I’ve at­tempted to provide a few sim­ple heuris­tics for an­swer­ing the ques­tion “When should we ex­pect that a neu­ral net­work can solve a prob­lem ?”. That is to say, to what prob­lems should you ap­ply neu­ral net­works, in prac­tice, right now. What prob­lems should leave you “unim­pressed” when solved by a neu­ral net­work ? For which prob­lems should our de­fault hy­poth­e­sis in­clude their solv­abil­ity, given enough ar­chi­tec­ture search­ing and cur­rent GPU ca­pa­bil­ities.

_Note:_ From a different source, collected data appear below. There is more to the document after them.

PR #285, opened 2021-09-10
fix: Allow propagation of onPointerDown event through Popover when open

bdow:
Try it out with the Filters component: 
https://60466f7d43c37c0021788867-jgwefxrlvi.chromatic.com/?path=/story/components-filters--filter


stephenh (approved):
Great find

PR #286, opened 2021-09-10
fix: fix toggle filter

Chieze-Franklin:
I'm working with the assumption that when the switch is on we want the boolean field participating in the filtering:
- Set it to `true` under normal circumstances
- Set it to `false` when `enabledValue === false`

And when the switch is off we don't want that field participating in the filtering, so set it to `undefined`.


src/components/Filters/ToggleFilter.tsx
```diff
@@ -20,16 +20,19 @@ class ToggleFilter extends BaseFilter<boolean, ToggleFilterProps> implements Fil
...
-        onChange={(value) => {
-          // The switch being "off" might actually mean "true" to the backend.
-          // I.e. "Hide do not use" being "off" --> { includeDoNotUse: true }
-          const backendValue = !value ? !enabledValue : enabledValue;
-          // If the backend value is already the enabled value (i.e. the default), drop it
-          // I.e. `{ includeDoNotUse: false }` --> drop it, otherwise keep it.
-          setValue(backendValue === enabledValue ? undefined : backendValue);
+        onChange={(on) => {
+          // Basically, when the switch is off we return undefined
+          // to signify that no filtering should occur on this field
```
stephenh, line 31: This is a great comment; I was struggling to articulate what this behavior should be, but using "on and off" vs. "frontend vs. backend value" is much more clear. Thanks!

stephenh (approved):

KoltonG (commented):
Awesome fix @Chieze-Franklin!

PR #288, opened 2021-09-10
fix: Scroll to focused ListBox option. Fix menu trigger toggle bug

bdow:


src/inputs/internal/ListBox.tsx
```diff
@@ -36,6 +37,15 @@ export function ListBox<O, V extends Key>(props: ListBoxProps<O, V>) {
 
   const [listHeight, setListHeight] = useState(maxListHeight);
   const isMultiSelect = state.selectionManager.selectionMode === "multiple";
+  const virtuosoRef = useRef<VirtuosoHandle>(null);
+  const focusedItem = state.collection.getItem(state.selectionManager.focusedKey);
+
+  // Handle scrolling to the item in focus when navigating options via Keyboard
+  useEffect(() => {
```
stephenh, line 44: Neat

src/components/internal/Popover.tsx
```diff
@@ -11,17 +12,24 @@ interface PopoverProps extends React.PropsWithChildren<any> {
...
-      shouldCloseOnInteractOutside: () => {
+      shouldCloseOnInteractOutside: (e) => {
         // By default when passing `isDismissable: true` then Popover will `stopPropagation` of the PointerDown event, which is used nearly everywhere in React-Aria (like for clicking buttons)
         // We do not want that propagation to be stopped, but we still want the overlay to be dismissable.
         // When providing `isDimissable: true`, then you can also provide this callback function, `shouldCloseOnInteractOutside`
         // By returning `false` in this function it will no longer call `stopPropagation`, but it also will not call `onHide` for us, so we need to call `onClose` ourselves.
+
+        // If we clicked the trigger element (or within it), then that will call a `state.toggle` for us.
+        // Return early if that happens, otherwise we'd call `onClose`, then the trigger would toggle it back open.
+        if (triggerRef.current?.contains(e)) {
```
stephenh, line 29: Getting to the point where would love to have some tests for these things; seems likely to regress as we poke/fight various react-aria things. Don't have to block the PR on it if this is fixing a prod bug.

stephenh (approved):

src/components/internal/Popover.tsx
stephenh: Granted, maybe this is past jsdom-testable-behavior? Not sure.

bdow: Maybe, but regardless I agree. We need to start having more testing around our Beam components.

PR #290, opened 2021-09-10
fix: Fix TributeJS error. No longer allowSpaces for mentions due to bug

bdow:


src/inputs/RichTextField.tsx
```diff
@@ -169,10 +169,14 @@ function attachTributeJs(mergeTags: string[], editorElement: HTMLElement) {
   const tribute = new Tribute({
     trigger: "@",
     lookup: "value",
-    allowSpaces: true,
+    /** Not using allowSpaces due to a bug: {@link https://github.com/zurb/tribute/issues/606} */
+    allowSpaces: false,
```
stephenh, line 173: Does this mean we can't auto-complete names like `First Last`? Like does it assume we've stripped spaces from names and/or use usernames like `@shaberman`?

stephenh (approved):

src/inputs/RichTextField.tsx
bdow: We can still mention names with a First and Last, but you can't type out the first name, then a space, and then the last name. The Mentions menu will close once you type a space. Right now however, even after you select a mention you get stuck in the mention look up. Maybe this is what we want for now? I kind of thought this was a terrible experience as it is right now.

stephenh: Cool, I'm fine with that, maybe in-source comment that we expect "First Last" to not be auto-completeable, but it's net-net still the best UX?

stephenh: (Granted, maybe `allowSpaces` basically says the same thing, but dunno, just letting the maintainer we really really meant to do this. :-)  )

I think this is fairly use­ful—not only for not get­ting im­pressed when some­one shows us a party trick and tells us it’s AGI—but also for helping us quickly clas­sify a prob­lem as “likely solv­able via ML” and “un­likely to be solved by ML”

To re­cap, neu­ral net­works can prob­a­bly solve your prob­lem:

  1. [Al­most cer­tainty] If other ML mod­els already solved the prob­lem.

  2. [Very high prob­a­bil­ity] If a similar prob­lem has already been solved by an ML al­gorithm, and the differ­ences be­tween that and your prob­lem don’t seem sig­nifi­cant.

  3. [High prob­a­bil­ity] If the in­puts & out­puts are small enough to be com­pa­rable in size to those of other work­ing ML mod­els AND if we know a hu­man can solve the prob­lem with lit­tle con­text be­sides the in­puts and out­puts.

  4. [Rea­son­able prob­a­bil­ity] If the in­puts & out­puts are small enough to be com­pa­rable in size to those of other work­ing ML mod­els AND we have a high cer­tainty about the de­ter­minis­tic na­ture of the prob­lem (that is to say, about the in­puts be­ing suffi­cient to in­fer the out­puts).

I am not cer­tain about any of these rules, but this comes back to the prob­lem of be­ing able to say some­thing mean­ingful. PACL can give us al­most perfect cer­tainty and is math­e­mat­i­cally valid but it breaks down be­yond sim­ple clas­sifi­ca­tion prob­lems.

Com­ing up with this kind of rules doesn’t provide an ex­act de­gree of cer­tainty and they are de­rived from em­piri­cal ob­ser­va­tions. How­ever, I think they can ac­tu­ally be ap­plied to real world prob­lems.

In­deed, these are to some ex­tent the rules I do ap­ply to real world prob­lems, when a cus­tomer or friend asks me if a given prob­lem is “doable”. Th­ese seem to be pretty close to the rules I’ve no­ticed other peo­ple us­ing when think­ing about what prob­lems can be tack­led.

So I’m hop­ing that this could serve as an ac­tual prac­ti­cal guide for new­com­ers to the field, or for peo­ple that don’t want to get too in­volved in ML it­self, but have some datasets they want to work on.